On paper, that actually looks reasonable.

Investors are paying high valuations because they expect unusually high earnings growth.

But, historically, after adjusting for the cyclical nature of semiconductors, industry earnings have grown closer to 15% annually.

Meaning many chip companies would need to deliver almost 3x the historical growth rate for years.

When expectations are this high, companies don’t need to fail. They only need to grow slower than expected.

Is Adobe Cheap?

Adobe fell to levels not seen since 2019.

But the latest earnings were actually strong:

  • Revenue: $6.62B vs $6.46B expected

  • EPS: $5.96 vs $5.82 expected

  • AI ARR: $500M+ (+200% YoY)

  • 2026 revenue outlook raised to $26.6B

However, investors are focused on one question:

Does AI replace Adobe?

The numbers show the disconnect:

Over the last 5 years:

  • Forward earnings: +110%

  • Forward P/E: 50x → 15x

This is similar to 2013, when Adobe looked expensive and risky during its subscription transition. That became its biggest growth era.

The difference today?
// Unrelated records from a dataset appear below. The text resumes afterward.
PR #75, opened 2019-01-31
lowercase fqdns

sbfaulkner:
BACKGROUND:
* DNS is case-insenstive
* record-store is (was?) case sensitive
* DNSimple does not allow creation of DNS records with Mixed-Case fqdns
* DNSimple did support it at some point in history (we have some existing ones)
* Dynect supports creation of DNS records with Mixed-Case fqdns
* Dynect creates DNS records with "sticky" case - ie. once created in Mixed-Case it will always be mixed-case, even if DELETED, PUBLISHED and RE-CREATED

This set of conditions lead to being able to create a zone definition which attempts to create a mixed-case DNS record, but that immediately diverges state (or is considered to have diverged)

this PR downcases the fqdn...

1. when loading from API
2. when loading from YAML

the end result will be to...

1. always create DNS records with lower-case fqdns
2. treat all existing DNS records as if they were lower-case

### DIFF
--- a/lib/record_store/provider/dnsimple.rb
+++ b/lib/record_store/provider/dnsimple.rb
@@ -97,9 +97,8 @@ module RecordStore
           )
         end
 
-        unless record.fetch(:fqdn).ends_with?('.')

AI is a much bigger threat.

If AI weakens Adobe’s moat, the market is right.

If Adobe successfully integrates AI into its ecosystem, today’s valuation could look very different.
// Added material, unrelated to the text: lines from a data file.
PR #77, opened 2019-03-13
add CAA record support

sbfaulkner:
so, you want to add CAA records to a zone... easy, right?

nope. record_store doesn't support CAA records. doh!

so, this PR adds that support.

DNSimple returns an rdata with of form `<flags> <tag> "<value>"`
Dyn returns component rdata fields of `flags`, `tag` and `value`
Google returns a record set as an array of rdata which are formatted similar to DNSimple


lib/record_store/record/caa.rb
```diff
@@ -0,0 +1,46 @@
+module RecordStore
+  class Record::CAA < Record
+    attr_accessor :flags, :tag, :value
+
+    LABEL_REGEX = '[a-z0-9](?:-*[a-z0-9])*'
+    DOMAIN_REGEX = /\A#{LABEL_REGEX}(?:\.#{LABEL_REGEX})\z/
```
albiere: This regex is not good enough.... something like `domain.c` would match. You need to consider at least 2 characters for the TLD.

charlescng: How does this differ from FQDN from the parent class? I guess this is needed to handle `mailto:` values.

sbfaulkner: I've followed the [RFC](https://tools.ietf.org/html/rfc6844#section-5.2) for this...

```
   domain = label *("." label)
   label = (ALPHA / DIGIT) *( *("-") (ALPHA / DIGIT))
```

that said, I meant to make this a case-insensitive REGEX

sbfaulkner: see my reply to angelo's review re: RFC and domain value... the URLs are not handled with this regex and are only validated for `iodef` tags

albiere: I thought the minimum size of a TLD was 2, but haven't really found anything to support that so 👍

sbfaulkner: I believe you're correct... but I'm basing this on the RFC for the record rather than the commonly accepted idea of a domain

One narrative will eventually be wrong.

Microsoft Bull

Is Microsoft a buy?

Bill Ackman started building his Microsoft position when the stock traded around 21x forward earnings.

Today, Microsoft trades near 21.4x forward earnings again.

That puts the valuation almost exactly back where Ackman first saw an opportunity.

Microsoft is now Pershing Square’s 3rd biggest position:

  • Position value: $2.2B

  • Portfolio allocation: 15%

  • Average buy price: $435/share

The interesting part is Ackman’s recent pattern.

He has been rotating into Big Tech names when sentiment weakens and valuations compress.

IPO Hangover

Big launches don’t equal big returns.

Look at some of the biggest IPO stories:

  • Uber fell 70% from its IPO price

  • Robinhood collapsed 92%

  • Coinbase fell 93%

  • Rivian crashed 95%

Why does this happen so often?

1. IPO hype creates high expectations

Valuations are built on future growth. If reality disappoints, stocks can fall quickly.

2. Lock-ups create selling pressure

After 90–180 days, insiders can sell shares, adding more supply to the market.

3. Excitement fades

Many investors buy because of FOMO. When the hype slows, sentiment changes fast.

We’re not saying SpaceX will crash.

But the odds are stacked against it.

SpaceX Winners

The biggest returns from IPOs are often made before the company goes public.

SpaceX is the perfect example.

At a +$1.75 trillion valuation, early investors are winning:

Elon Musk
Invested $100M in 2002
Estimated 42% stake → $735B

Founders Fund (Peter Thiel)
Invested $20M in 2008
Estimated stake value → $26B–$52B

Alphabet (Google)
Invested $900M in 2015
Estimated stake value → $105B–$122B

Fidelity Investments
Invested $100M in 2015
Estimated stake value → $35B–$52B

Baillie Gifford
Invested $273M in 2018
Estimated stake value → $17B–$26B

By the time great companies go public, much of the early wealth has often already been captured by the first believers.